L’annonce récente de la doubler la production de l’usine de SONATRACH à Arzew coïncide avec le déploiement accéléré de la 5G en Algérie. Pour les entrepreneurs locaux, les créateurs d’entreprise et la diaspora algérienne, ce double mouvement ouvre des opportunités inédites – mais aussi des défis concrets. Voici ce que cela change pour les affaires, les investissements et les modèles économiques algériens.

Un coup de boost pour l’industrie locale

Pour les PME algériennes, cela signifie une demande accrue en sous-traitance industrielle.
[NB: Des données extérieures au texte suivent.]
Issue #4467, opened 2025-05-30
Text compostables not masked in session replay


jvanderwee:
### Integration

sentry-android

### Build System

Gradle

### AGP Version

8.10.0

### Proguard

Enabled

### Version

8.13.2

### Steps to Reproduce

1. Enable session replay like so:

```
        <meta-data
            android:name="io.sentry.session-replay.on-error-sample-rate"
            android:value="1.0" />
        <meta-data
            android:name="io.sentry.session-replay.session-sample-rate"
            android:value="0.1" />
```

2. Display Material 3 Text composable e.g.:

```
@Composable
private fun HelloText() {
        androidx.compose.material3.Text("Hello")
}
```

### Expected Result

Text composable is masked

### Actual Result

Text composable is not masked

romtsn:
hi @jvanderwee, thanks for reporting! Which Compose version do you use?

romtsn:
thanks, I believe I know what the problem is: Compose 1.8+ changed how they handle semantics and we're not able to retrieve them. There should be a warning printed out in logcat somewhere. We'll prioritize this!

PR #4485, opened 2025-06-11
Fix broken view hierarchy retrieval for Jetpack Compose 1.8+

markushi:
## :scroll: Description

Fixes missing masking for Jetpack Compose 1.8+ as `LayoutNode.collapsedSemantics` was removed in favor of `LayoutNode.getSemanticsConfiguration()`

We used to swallow errors when retrieving the Compose ViewHierarchy, leading to un-masked replays. After some discussion we're changing this to a more defensive approach: If parts of the View Hierarchy can't be retrieved we simply mask the relevant parts of the UI.

Fixes https://github.com/getsentry/sentry-java/issues/4467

Les fournisseurs locaux de composants, équipements ou services logistiques pourraient voir leurs commandes exploser. Exemple : les entreprises spécialisées dans les capteurs IoT ou la maintenance prédictive (via la 5G) sont déjà sollicitées par des groupes comme CEVITAL ou Saidal.

La 5G, accélérateur invisible des usines

Pour un entrepreneur algérien qui veut se lancer dans l’industrie 4.0, cela veut dire : les coûts de connexion sont enfin compétitifs. Les forfaits 5G dédiés aux professionnels (avec 10 Go à 500 DA/mois) rendent accessibles des outils comme la réalité augmentée pour la formation ou les jumeaux numériques des usines.

Un appel aux investisseurs… mais avec des garde-fous

Attention : les entrepreneurs doivent vérifier trois points avant de sauter le pas :
1. La stabilité des contrats avec SONATRACH – les délais de paiement restent un sujet sensible.
2. L’accès aux compétences – les ingénieurs spécialisés en cybersécurité industrielle ou IA appliquée sont rares en Algérie.
3. Les partenariats obligatoires – pour toucher les marchés publics, une collaboration avec un groupe public (SONATRACH, SONELGAZ) est souvent nécessaire.

La diaspora algérienne : comment en profiter sans s’y brûler ?

Exemple concret : Une startup marocaine, Inetum, a récemment remporté un contrat avec SONATRACH pour digitaliser une raffinerie. Une équipe d’ingénieurs algériens de la diaspora pourrait facilement reproduire ce modèle en Algérie, avec un avantage : les coûts locaux sont 30 % moins chers qu’en Europe.

Les risques à ne pas sous-estimer

Solution : Les entrepreneurs peuvent contourner ces obstacles en :
S’associant à des incubateurs comme 1000 Startups ou Startup Algeria.
Testant leur modèle dans les zones franches avant de s’étendre.